As Dear To Me As My Own Blood
09.October, 2009

Blacksheep Platoon, 2004
I got the call from one of my Marines. My old unit is going to Afghanistan, sooner rather than later. They’ll be there before Christmas, possibly before Thanksgiving. My first thought was how fast can I lose 20 pounds and get through the re-enlistment process? I’d been considering this for a while now. While I have no interest in being a stateside Marine anymore, lately the thought of my boys deploying without me has been keeping me up at night. I wondered it aloud and my buddy said,
“It’d take too long. Our slots are all full anyway, you’d just get left behind. Don’t sweat it, man, we got this one.”
WE got this one. It stung, but I needed to hear it put that way.
The truth is, the WE that I was a part of doesn’t exist in the way I want it to anymore. Shortly after I left, my platoon, Blacksheep Platoon, was disbanded and dispersed. Most of the old crew got out, but a few stayed in and climbed the ladder. The Marines whom I’d been responsible for, the young ones whom have never been to war, now have Marines of their own to worry about. Some of them would even outrank me. That’s how the military has always worked, I suppose.
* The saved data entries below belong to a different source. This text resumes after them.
PR #178, opened 2023-11-27
Refactor env tests and add env fixtures

carolineechen:
* added fixtures for various types of base and conda envs
* refactored env tests to subclass resource test and reuse tests across fixtures
* usage: `pytest -v --level "minimal" tests/test_resources/test_envs/test_env.py`

next steps for env testing
* conda docker container working to enable local tests
* cut down on testing time

### DIFF
--- a/tests/test_resources/test_envs/test_env.py
+++ b/tests/test_resources/test_envs/test_env.py
@@ -1,5 +1,4 @@
 import os
-import shutil
 import unittest
 
 from pathlib import Path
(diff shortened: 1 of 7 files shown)


tests/test_resources/test_envs/test_env.py
```diff
@@ -343,25 +37,168 @@ def np_summer(a, b):
...
+        env.to(cluster)
+
+        for req in env.reqs:
+            if not req == "./":
+                res = cluster.run([f"pip freeze | grep {req}"], env=env)
+                assert res[0][0] == 0  # installed properly
+
+        _uninstall_env(env, cluster)
+
+    @unittest.skip("Running into s3 folder issue")
```
carolineechen, line 107: test currently failing, from trying to copy rh.folder to s3. sky added a `_assert_kwargs_builtin_type` check recently that's resulting `AssertionError: kwargs should not contain none built-in types: {'region_name': None}`. needs to be addressed for folder tests to pass as well.

tests/test_resources/test_envs/test_env.py
```diff
@@ -343,25 +37,168 @@ def np_summer(a, b):
...
-@unittest.skip("Map does not work properly following Module refactor.")
-@pytest.mark.clustertest
-def test_conda_map_fn(cluster):
-    conda_dict = _get_conda_env(name="test-map-fn")
-    conda_env = rh.env(conda_env=conda_dict, reqs=["pytest", "numpy"])
-    map_fn = rh.function(np_summer, system=cluster, env=conda_env)
-    inputs = list(zip(range(5), range(4, 9)))
-    results = map_fn.starmap(inputs)
-    assert results == [4, 6, 8, 10, 12]
+    MAP_FIXTURES = {"resource": "env"}
```
carolineechen, line 42: @dongreenberg this is still running all the base resource tests for the resource fixtures in addition to the env fixtures. how should that be resolved?

dongreenberg (approved):
This is great. Now that the existing tests have been migrated to the new structure, I think I would prioritize 1) bringing down the test level for most of these to at least LOCAL, even if that means excluding the conda envs from UNIT and LOCAL initially and 2) Adding UNIT level tests which run without a docker cluster. Our current tests are very integrationy (e.g. we test env.to by checking that reqs were installed, rather than using a local HTTP server fixture and checking that the servlet was created properly). I don't feel super strongly that those are more important than getting conda env working, so if you're in the middle of that no need to put it down.

PR #181, opened 2023-11-28
Remove duplication by using fixtures in HTTP server tests.

rohinb2:
There was extensive code duplication between testing with Den Auth and without. These are now merged into one file, using fixtures to pass different clusters in for different tests. 

The tests are now also added to the top level pytest.

This is as @jlewitt1 and I discussed.

cc @dongreenberg 

For reviewing, I recommend just viewing the output file. I didn't change the content of any tests, really, just the structuring.

## Testing

`pytest -v --level local` (includes unit)

`pytest -v tests/test_servers/ --level local  --ignore-filters`

PR #182, opened 2023-11-28
Avoid ever importing fixtures from conftest.

rohinb2:
When setting up the fixture list within a class, we were doing something along the lines of:

```
class TestClass:
    UNIT = {"cluster": [local_cluster]}
```

This requires an import of `local_cluster` from conftest. Turns out, this causes session scoped fixtures to be recomputed (https://github.com/pytest-dev/pytest/issues/3217). It's bad practice to import from conftest in the first place. So, I changed the fixtures that run `getfixturevalue` to just use the string argument, and we can avoid importing, and rely on pytest to set up the fixtures correctly. Now we set up fixtures like so:

```
class TestClass:
    UNIT = {"cluster": ["local_cluster"]}
```

Moreover... if a fixture is defined in a nested `conftest.py`, and imported in the global `conftest.py`, then there can be conflicts. The way tests work is that they'll look heirarchically upward in conftest.py files, and then grab the first fixture they find that matches the name. Even if the global `conftest.py` imports from a nested `conftest.py` file, it is considered a different fixture object (unintuitive, yes). This will sometimes lead to session scoped fixtures being initialized twice in the same session. More info on nested conftest.py files [here](https://github.com/pytest-dev/pytest/issues/1931).

### DIFF
--- a/tests/conftest.py
+++ b/tests/conftest.py
@@ -5,6 +5,54 @@ import pytest
 
 from runhouse.globals import rns_client
 
+"""
+HOW TO USE FIXTURES IN RUNHOUSE TESTS
+
+You can parameterize a fixture to run on many variations for any test.
+
+Make sure your parameterized fixture is defined in this file (can be imported from some other file)
+like so:
+
+@pytest.fixture(scope="function")
+def cluster(request):
+    return request.getfixturevalue(request.param)
+
+You can define default_fixtures for any parameterized fixture below.
+
+You can use MAP_FIXTURES to map a parameterized fixture to a different name. This
+is useful if you have a subclass that you want to test the parent's parameterized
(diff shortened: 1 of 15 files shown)


rohinb2:
* main
  * **PR #181** <a href="https://app.graphite.dev/github/pr/run-house/runhouse/181?utm_source=stack-comment-icon" target="_blank">Graphite</a> 
    * **PR #182** <a href="https://app.graphite.dev/github/pr/run-house/runhouse/182?utm_source=stack-comment-icon" target="_blank">Graphite</a>  👈

This [stack of pull requests](https://stacking.dev/?utm_source=stack-comment) is managed by [Graphite](https://app.graphite.dev/github/pr/run-house/runhouse/182?utm_source=stack-comment).

PR #184, opened 2023-11-30
Function tests passing with THOROUGH

dongreenberg:
- Fix renaming bug where rename rpc doesn't lookup env in which to rename remote object properly
- Fix renaming bug where we check if passed name (which can be a name or rns_address) matches resource.name (not address), which would be False even if full rns_addresses match
- Fix multiple bugs with cluster tunnels (not looking up open tunnels properly in pool, not setting client_port to found connected_port after searching)
- Fix cluster factory bug (not instantiating from_name because server_port or connection type was defaulted to not None value)
- Change usage of byo_cpu to static_cpu_cluster
- Test calling function directly over HTTP properly
- Test multiprocessing properly to stop hanging
- Change a bunch of unittest.skips into pytest.mark.skips to avoid creating fixture for no reason
- Remove torch usage in tests, way too slow and OOMs in containers

Function and Module tests all pass with THOROUGH


dongreenberg:
* main
  * **PR #184** <a href="https://app.graphite.dev/github/pr/run-house/runhouse/184?utm_source=stack-comment-icon" target="_blank">Graphite</a>  👈

This [stack of pull requests](https://stacking.dev/?utm_source=stack-comment) is managed by [Graphite](https://app.graphite.dev/github/pr/run-house/runhouse/184?utm_source=stack-comment).

PR #187, opened 2023-11-30
Follow up updates to README

DenisYay:


README.md
```diff
@@ -42,9 +42,9 @@ power their ML infra, and Runhouse makes its best-in-class features accessible t
 ## 🤨 Who is this for?
 
 * 👩‍🔧 **Engineers, Researchers and Data Scientists** who don't want to spend 3-6 months translating and packaging
-their work to share it, and want to be able to iterate and improve production services, pipelines, and data artifacts
+their work to share it, and want to be able to iterate and improve their experiments, production services, pipelines, and data artifacts
```
dongreenberg, line 45: Good addition, but I would move experiments after pipelines, and wouldn't use "their" (I want to evoke that you can pick up any service, pipeline, etc. and iterate on it, not only your own).

DenisYay: Done

README.md
```diff
@@ -42,9 +42,9 @@ power their ML infra, and Runhouse makes its best-in-class features accessible t
...
 with a Pythonic, debuggable devX.
-* 👩‍🔬 **ML and data teams** who want a versioned, shared, maintainable stack of services used across
+* 👩‍🔬 **ML and data teams** who want a stable, versioned, shareable, maintainable stack of services used across
```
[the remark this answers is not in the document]
DenisYay: Agree about stable, I was trying to convey a stable version (not that the actual service is stable wrt up time), but I can see how it doesn't work in the proposed framing. Removed for now.
Re shared: I see your point, changed back, thanks.

DenisYay:
Did another pass, can you PTAL?

README.md
```diff
@@ -76,12 +75,12 @@ my_s3_folder = my_cluster_folder.to("s3", path="my_bucket/my_folder")
...
 
-You can send a function to the cluster, including the environment in which the function will live, which is actually
+You can send a [function](https://www.run.house/docs/api/python/function#function) to the cluster, including the environment in which the function will live, which is actually
 set up in its own Ray process. You can send it to an existing env, or create a new one on the fly. Like the folder
-above, the function object which is returned from `.to` is a proxy to the remote function. When you call it a
+above, the function object which is returned from `.to` is a proxy to the remote function. When you call it, a
 lightweight request is sent to the cluster's Runhouse HTTP server to execute the function with the given inputs and
 returns the results. Note that the function is not serialized, but rather imported on the cluster after the local
-working directory (`"./"`, by default the git root) is sent up.
+working directory (`"./"`, by default the git root) is sent up. This results in a significant speed reduction vs. the serialized approach.
```
dongreenberg, line 83: This is not correct, it's about package version mismatches. Probably better to just drop this.

README.md
```diff
@@ -179,15 +178,16 @@ various types of infra. You can find our currently support systems and high-leve
...
     - EC2 - **Supported**
     - SageMaker - **Supported**
     - Lambda - **In Progress**
-  - GCP - **Supported**
-  - Azure - **Supported**
+  - Google Cloud Platform (GCP) - **Supported**
+  - Microsoft Azure - **Supported**
   - Lambda Labs - **Supported**
-  - Modal - Planned
+  - Modal Labs - Planned
```
dongreenberg, line 190: Oh way better!

dongreenberg (approved):
LGTM!

README.md
DenisYay: Removed.
Should we mention what are the benefits of the non-serialized approach? Otherwise it's an implementation detail which might be unclear to the reader at this point?

PR #195, opened 2023-12-05
Secrets test refactoring

carolineechen:
* subclass resource tests
* fixtures, including parameterized provider secrets


tests/test_resources/test_secrets/conftest.py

Deep down in my heart I’d give anything to have that old gang back together, the Blacksheep who went to war together. Even the assholes. It sounds cliche when I say it out loud, but we were young and seemingly invincible together. We trusted one another. The same guy that would get drunk and punch you in the face one night would be your closest confidant the next. I have the scars to prove it. Some on my face, some on my knuckles.


Most of the Blacksheep are out now. They’re spread out over the western states, living their own lives, doing whatever it is warfighters do after they’ve taken themselves out of the fight. A few of us have talked about the grand reunions we’ll have, but reality isn’t like the end of White Christmas. Kids get sick, jobs come up, cash gets tight, water mains break. We’ll probably never all be in the same room together again.
Then comes this news of the unit headed to Afghanistan. I’ve never worried for any Marine before. The Blacksheep had me, I had them, other Marines had other Marines. We were all covered. As illogical as it sounds, the thought that some of my old boys will be over there without me feels like I’m letting them down somehow, leaving a hole in their ranks that my own chest was supposed to fill. I know that’s not true, I know I was replaced by a younger, faster, better Marine the day I left, but that doesn’t change anything. These next 8-10 months I’ll lay awake at night and worry about them. It’s a feeling I dread down in my guts. It’s a feeling I know I put my own family through more than once.
I guess this is what vulnerability feels like, and I don’t care for it one bit.